As the world focused on whether Speaker Paul Ryan will be deposed before he retires, another potential high-profile coup flew under the radar this week: Some House members are pushing to punish Appropriations Committee Chairman Rodney Frelinghuysen.
Frelinghuysen, who has already announced he is retiring at the end of this term, was one of 30 Republicans to vote against the GOP farm bill last week, continuing his pattern of voting against several of the most high-profile bills that his leaders have tried to pass. The move did not go unnoticed by his colleagues.
At a private GOP Conference meeting Tuesday morning, Rep. Austin Scott stood up and excoriated members who vote against the team. He suggested a change to internal conference rules that would force chairmen to vote with their party and said members who part with the pack should be punished, according to three sources in the room.
“This is a conference issue and I’m not going to speak publicly to it,” Scott said Wednesday, when asked about his comments.
Republican Study Committee Chairman Mark Walker, however, said something needs to be done. He commended Scott for “speaking out against that, stepping up there,” yet cautioned that he does not want to prescribe a solution for a problem that should be leadership’s to handle.
“I think leadership needs to do something instead of just looking the other way,” Walker said. “That’s ridiculous. Every major thing that we do, he goes the other direction. That’s not the qualification for a committee chairman and I’m hoping they’ll take some action.”
Leadership could pressure Frelinghuysen to step down, but he is already retiring at the end of his term, so there is no guarantee he would do so. In a more drastic step, his chairmanship could be revoked by the House Steering Committee, the body that selects committee chairs made up of members of leadership, some committee chairs, regional representatives, and members representing their election class. The Steering Committee would have to recommend that he be demoted, and the whole Conference would have to then vote to ratify it.
This idea is not new—Ryan reportedly weighed stripping his chairmanship after Frelinghuysen voted against the tax bill.
Frelinghuysen’s office did not return a request for comment. Spokeswomen for Ryan and Majority Leader Kevin McCarthy declined to comment.
In addition to the farm bill, Frelinghuysen, a New Jersey Republican, was one of only 12 Republicans to vote against their signature tax bill and one of only 20 who voted against the GOP’s original attempt to repeal and replace Obamacare. He eventually voted for an amended Obamacare-repeal bill, which failed to pass the Senate.
While the tax bill was eventually signed into law, the health care and farm bills failed in embarrassing fashion, frustrating House Republicans.

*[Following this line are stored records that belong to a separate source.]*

PR #1376, opened 2023-07-12
Sort plugin: use indentation when deciding lines to sort

### LINKED ISSUE #1375: Alt+S / Sort Lines: selects a bit too much
(Now there are 200 open issues, yay)

At work we have text files that look like this:

```
[foo]
    akuli
    dingdingding
    banana
    catris
```

When I press Alt+S in the middle of this, it becomes:

```
    akuli
    banana
    catris
    dingdingding
[foo]
```

because `[` comes after space in ASCII. This isn't great.

It would be better to only sort the lines that have the same indentation level as the current line, so this would instead become:

```
[foo]
    akuli
    banana
    catris
    dingdingding
```

Akuli:
Fixes #1375

### DIFF
--- a/porcupine/plugins/sort.py
+++ b/porcupine/plugins/sort.py
@@ -17,6 +17,7 @@ from porcupine import menubar, tabs, textutils
 
 
 def can_extend_default_selection(text: tkinter.Text, required_prefix: str, new_lineno: int) -> bool:
+    # This returns False when line number is beyond the start or end of the text widget
     line = text.get(f"{new_lineno}.0", f"{new_lineno + 1}.0")
     return bool(line.strip()) and line.startswith(required_prefix)
 
--- a/porcupine/plugins/sort.py
+++ b/porcupine/plugins/sort.py
@@ -1,12 +1,37 @@
 """
-Sort the selected lines alphabetically, or if there's no selection, sort between surrounding blank lines.
+Sort the selected lines alphabetically. Available in menubar → Edit → Sort Lines.
 
-Available in Edit/Sort Lines.
+To sort lines that are indented or surrounded by blank lines, you can simply
+place the cursor somewhere in the middle without selecting anything and run the
+sort. In other words, if there is nothing selected, this plugin will select
+lines above and below the cursor location, excluding blank lines or any lines
+with less indentation.
 """
 
+from __future__ import annotations
 import tkinter
-
 from porcupine import menubar, tabs, textutils
+
+
+def can_extend_default_selection(text: tkinter.Text, required_prefix: str, new_lineno: int) -> bool:
+    line = text.get(f"{new_lineno}.0", f"{new_lineno + 1}.0")
+    return bool(line.strip()) and line.startswith(required_prefix)
+
+
+def find_chunk_around_cursor(text: tkinter.Text) -> tuple[int, int]:
+    cursor_lineno = int(text.index("insert").split(".")[0])
+    cursor_line = text.get("insert linestart", "insert lineend")
+    cursor_line_indentation = cursor_line[:(len(cursor_line) - len(cursor_line.lstrip()))]
+
+    start = cursor_lineno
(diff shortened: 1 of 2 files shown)


tests/test_sort_plugin.py
```diff
@@ -52,6 +52,41 @@ def test_finding_blank_line_separated_block(filetab):
...
+    catris
+    banana
+
+blah blah
+""",
+    )
+
+    filetab.textwidget.mark_set("insert", "3.3")
+    filetab.event_generate("<<Menubar:Edit/Sort Lines>>")
+    assert filetab.textwidget.index("insert") == "3.3"  # not moved
```
Akuli, line 71: There's no code to ensure a specific cursor place, so in the future, someone might be annoyed by whatever it's doing and want to change the behavior

```suggestion
```

tests/test_sort_plugin.py
```diff
@@ -52,6 +52,41 @@ def test_finding_blank_line_separated_block(filetab):
...
+    filetab.textwidget.insert(
+        "end",
+        """\
+[foo]
+    dingdingding
+    akuli
+    catris
+    banana
+
+blah blah
```
Akuli, line 65:
```suggestion
[bar]
    blah blah
```

tests/test_sort_plugin.py
```diff
@@ -52,6 +52,41 @@ def test_finding_blank_line_separated_block(filetab):
...
+    assert (
+        filetab.textwidget.get("1.0", "end - 1 char")
+        == """\
+[foo]
+    akuli
+    banana
+    catris
+    dingdingding
+
+blah blah
```
Akuli, line 81:
```suggestion
[bar]
    blah blah
```

porcupine/plugins/sort.py
```diff
@@ -1,26 +1,49 @@
...
 
+def can_extend_default_selection(text: tkinter.Text, required_prefix: str, new_lineno: int) -> bool:
+    line = text.get(f"{new_lineno}.0", f"{new_lineno + 1}.0")
+    return bool(line.strip()) and line.startswith(required_prefix)
+
+
+def find_chunk_around_cursor(text: tkinter.Text) -> tuple[int, int]:
+    cursor_lineno = int(text.index("insert").split(".")[0])
+    cursor_line = text.get("insert linestart", "insert lineend")
+    cursor_line_indentation = cursor_line[: (len(cursor_line) - len(cursor_line.lstrip()))]
```
Akuli, line 26:
```suggestion
    cursor_line_indentation = re.match(r"\s*", cursor_line).group(0)
```

porcupine/plugins/sort.py
```diff
@@ -1,26 +1,47 @@
...
+from __future__ import annotations
+
+import re
 import tkinter
 
 from porcupine import menubar, tabs, textutils
 
 
+def can_extend_default_selection(text: tkinter.Text, required_prefix: str, new_lineno: int) -> bool:
+    line = text.get(f"{new_lineno}.0", f"{new_lineno + 1}.0")
```
Akuli, line 20:
```suggestion
    # This returns False when line number is beyond the start or end of the text widget
    line = text.get(f"{new_lineno}.0", f"{new_lineno + 1}.0")
```

tests/test_sort_plugin.py
```diff
@@ -52,6 +52,63 @@ def test_finding_blank_line_separated_block(filetab):
...
+    filetab.event_generate("<<Menubar:Edit/Sort Lines>>")
+    assert (
+        filetab.textwidget.get("1.0", "end - 1 char")
+        == """\
+my_list = [
+\t"asdf",
+\t"bruh",
+]"""
+    )
+    assert filetab.textwidget.get("sel.first", "sel.last") == '\t"asdf",\t"bruh",\n'
```
Akuli, line 109:
```suggestion
    assert filetab.textwidget.get("sel.first", "sel.last") == '\t"asdf",\n\t"bruh",\n'
```

PR #1379, opened 2023-07-12
Fix cyclic anchors bug

### LINKED ISSUE #1353: Anchor plugin bug jumping from top to bottom & vice versa
**To Reproduce:**

1. Go to Porcupine settings and enable "Jumping to previous/next anchor cycles to end/start of file".

2. Open a file, e.g. `foo.py`.

3. Make sure the file has two rows.
 
4. Set an anchor point on row 1 & one anchor point on row 2.

5. Set cursor on row 1. Remove the anchor point on row 1.

6. Use keyboard shortcut to jump to **next** anchor (down). **This works**.

7. Recreate anchor point on row 1. Make sure cursor is on row 1, then remove anchor point on row 1.

8. Use keyboard shortcut to jump to **previous** anchor (up). **The cursor does not move**.

Akuli:
Fixes #1353

The problem was that the plugin needed two anchors to be present for cycling back to the start, so it refused to do anything when there was only one. I changed it so that one anchor is enough. We obviously can't do anything if there are no anchors at all.

I also added tests.

### DIFF
--- a/tests/test_anchors_plugin.py
+++ b/tests/test_anchors_plugin.py
@@ -7,9 +7,9 @@ from porcupine.settings import global_settings
 
 
 def move_cursor(filetab, location):
+    filetab.textwidget.mark_set("insert", location)
     if sys.platform == "win32":
         filetab.update()  # no idea why windows need this
-    filetab.textwidget.mark_set("insert", location)
 
 
 def jump_5_times(filetab, how):
--- a/tests/test_anchors_plugin.py
+++ b/tests/test_anchors_plugin.py
@@ -1,4 +1,6 @@
-import pytest,sys
+import sys
+
+import pytest
 
 from porcupine.menubar import get_menu
 from porcupine.settings import global_settings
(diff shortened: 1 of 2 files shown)


Akuli:
@ThePhilgrim I think this is ready for your review :)

tests/test_anchors_plugin.py
```diff
@@ -0,0 +1,77 @@
...
+# See #1353
+def test_single_anchor_bug(filetab, cyclic_setting_enabled):
+    filetab.textwidget.insert("end", "first row\nsecond row")
+
+    # Line 1 does not have anchor, line 2 has it.
+    filetab.textwidget.mark_set("insert", "2.0")
+    get_menu("Edit/Anchors").invoke("Add or remove on this line")
+
+    # Because cycling is enabled, jumping to previous anchor from line 1
+    # will jumps to the anchor below.
```
ThePhilgrim, line 74:
```suggestion
    # will jump to the anchor below.
```

ThePhilgrim (approved):
I think this looks great. I went through commit by commit to try to understand your attempted tries to fix the windows tests. The fix in `anchors.py` is really simple. Happy it was an easy fix!

I think this is definitely ready to merge.

PR #1386, opened 2023-07-17
Upgrade typing syntax

rdbende:
Used [`pyupgrade`](https://github.com/asottile/pyupgrade) to upgrade typing syntax. Might still have unused imports?

### DIFF
--- a/porcupine/_state.py
+++ b/porcupine/_state.py
@@ -39,7 +39,7 @@ _global_state: _State | None = None
 
 
 def _log_tkinter_error(
-    exc: Type[BaseException], val: BaseException, tb: types.TracebackType | None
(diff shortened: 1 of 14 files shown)


Moosems:
Using `ruff .` will quickly tell you if there’re any unused imports 😄.

rdbende:
The CI did that for me.

Akuli:
Is it possible to make the CI do this automatically for us? Ideally with ruff, but pyupgrade in CI is also fine if ruff can't do all the things as pyupgrade does. Of course, if there's no way to say "please keep the old syntax on this line", that is a no :)

rdbende:
`--keep-runtime-typing` seems to fix the issue with dataclasses. Will add it to the autofix

Akuli:
Replaced by #1387 and #1388.

PR #1388, opened 2023-07-17
Apply new autofixes

Akuli:
PR with empty commit, will hopefully be automagically turned into something more.

### DIFF
--- a/porcupine/pluginmanager.py
+++ b/porcupine/pluginmanager.py
@@ -32,7 +32,7 @@ def get_docstring(module_name: str) -> str:
     spec = importlib.util.find_spec(module_name)
     if spec is not None and spec.origin is not None and spec.has_location:
         try:
-            with open(spec.origin, "r") as file:
+            with open(spec.origin) as file:
                 ast_module = ast.parse(file.read())
         except (OSError, SyntaxError):
             pass
--- a/porcupine/utils.py
+++ b/porcupine/utils.py
@@ -32,14 +32,9 @@ import tkinter
 import traceback
 from pathlib import Path
 from tkinter import ttk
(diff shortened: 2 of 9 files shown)


rdbende:
`--exit-zero-even-if-changed`

Moosems:
Nice name Akuli XD.

Akuli:
> `--exit-zero-even-if-changed`

I already added a hacky `|| true` but this would be better.

porcupine/pluginmanager.py
```diff
@@ -32,7 +32,7 @@ def get_docstring(module_name: str) -> str:
     spec = importlib.util.find_spec(module_name)
     if spec is not None and spec.origin is not None and spec.has_location:
         try:
-            with open(spec.origin, "r") as file:
+            with open(spec.origin) as file:
```
Akuli, line 35: Not sure if I like this change, but it's fine.

rdbende:
Otherwise it works 😅

porcupine/utils.py
```diff
@@ -249,7 +244,7 @@ def invert_color(color: str, *, black_or_white: bool = False) -> str:
 
     # tkinter uses 16-bit colors, convert them to 8-bit
     r, g, b = (value >> 8 for value in widget.winfo_rgb(color))
-    return "#%02x%02x%02x" % (0xFF - r, 0xFF - g, 0xFF - b)
+    return "#{:02x}{:02x}{:02x}".format(0xFF - r, 0xFF - g, 0xFF - b)
```
Akuli, line 247: ewww, but whatever

Moosems: An f-string would probably be better :(.

PR #61, opened 2018-09-21
Disabling generation of invalid atomic instructions

vmaksimo:
Some atomic instructions allow only integer result type

### DIFF
--- a/lib/SPIRV/OCL20ToSPIRV.cpp
+++ b/lib/SPIRV/OCL20ToSPIRV.cpp
@@ -400,7 +400,7 @@ void OCL20ToSPIRV::visitCallInst(CallInst &CI) {
   if (DemangledName.find(kOCLBuiltinName::AtomicPrefix) == 0 ||
       DemangledName.find(kOCLBuiltinName::AtomPrefix) == 0) {
 
-    // Compute atomic bulitins do not support floating types.
+    // Compute atomic builtins do not support floating types.
     if (CI.getType()->isFloatingPointTy() &&
         isComputeAtomicOCLBuiltin(DemangledName))
       return;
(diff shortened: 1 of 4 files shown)


lib/SPIRV/OCL20ToSPIRV.cpp
```diff
@@ -399,6 +399,12 @@ void OCL20ToSPIRV::visitCallInst(CallInst &CI) {
   }
   if (DemangledName.find(kOCLBuiltinName::AtomicPrefix) == 0 ||
       DemangledName.find(kOCLBuiltinName::AtomPrefix) == 0) {
+
+    // Compute atomic bulitins do not support floating types.
```
Hopetech: Small nit:
s/bulitins/builtins/g

Hopetech:
Should we need to add the same security in OCL21ToSPIRV too?

lib/SPIRV/OCLUtil.cpp
```diff
@@ -107,6 +107,32 @@ size_t getAtomicBuiltinNumMemoryOrderArgs(StringRef Name) {
...
 }
 
+bool isComputeAtomicOCLBuiltin(StringRef DemangledName) {
+  if (!DemangledName.startswith(kOCLBuiltinName::AtomicPrefix) &&
+      !DemangledName.startswith(kOCLBuiltinName::AtomPrefix))
+    return false;
+
+  return llvm::StringSwitch<bool>(DemangledName)
+      .EndsWith("add", true)
+      .EndsWith("sub", true)
```
Hopetech: It seems that we missed
`.EndsWith("cmpxchg", true)`

Hopetech:
> > Should we need to add the same security in OCL21ToSPIRV too?
> 
> I don't so. OCL21ToSPIRV processes OpenCL 21 specific built-in functions and AFAIK OpenCL 21 does not add new atomic built-in functions, so it should enough to handle the builtins processed in OCL20ToSPIRV.

Ack. Sorry for the noise.

lib/SPIRV/OCLUtil.cpp
AlexeySotkin: xchg allows other then int result types. i.e. float. 
Also I think xchg doesn't do any computation, just access memory. So we don't need it here.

Although he did not want to expound on what he said behind closed doors, Scott noted that to blame just one person for the farm-bill’s failure would be wrong, when “demands on a totally separate piece of legislation were made.” Many members of the House Freedom Caucus voted against the farm bill in an attempt to force leadership to bring an immigration bill to a vote.
Yet expectations are different for Freedom Caucus members than they are for a top committee chairman. Frelinghuysen has one of the most coveted jobs in Washington, chairing the committee that funds all aspects of the federal government and enjoys prime office space in the Capitol. When you chair a committee—especially an “A Committee”—there is an expectation that you vote with the team.
Frelinghuysen’s gavel is already up for grabs next year, since he is retiring. Robert Aderholt, who is vying to replace him, said that perhaps there should be a rule for committee chairs to vote with leadership’s priorities.
“When the tax bill came up, I think it was like, ‘OK, what’s the deal here?’ But I think there have been a lot more questions because of this additional bill,” Aderholt said. “At some point there’s a lot of members saying we … need to have a rule on how we’re going to operate. Everybody’s got to live by one rule, or is there an exception for some people?”
Aderholt, an Alabama Republican, acknowledged that his uber-conservative district makes it easier for him to vote with the team, in contrast to Frelinghuysen’s moderate district. But he said that members are frustrated especially because Frelinghuysen is unburdened from running for reelection.
“I know there is frustration out there, and especially since he’s not running for reelection,” Aderholt said. “I think there is an expectation for the chairman to vote with the team, unless there’s extenuating circumstances … unless there is some parochial issue in their district, that they have a real problem, a real issue.”
Frelinghuysen released statements on the Obamacare repeal and tax bill votes noting that he thought the legislation would be bad for his district. Frelinghuysen told Roll Call this month that he has never voted for a farm bill. Several moderates voted against it out of concern for changes made to the food stamp program.
His vote against Republican priorities could have repercussions beyond just Frelinghuysen: The Appropriations Committee is in the midst of shepherding its spending measures through Congress, and members have long complained of the irony of Frelinghuysen asking them to vote for bills they do not fully support when he does not do the same.
Still, removing a chairman is an extraordinarily rare move, and would exacerbate internal tensions at a time when Republican leaders are trying to downplay their infighting and pass legislation before the election season.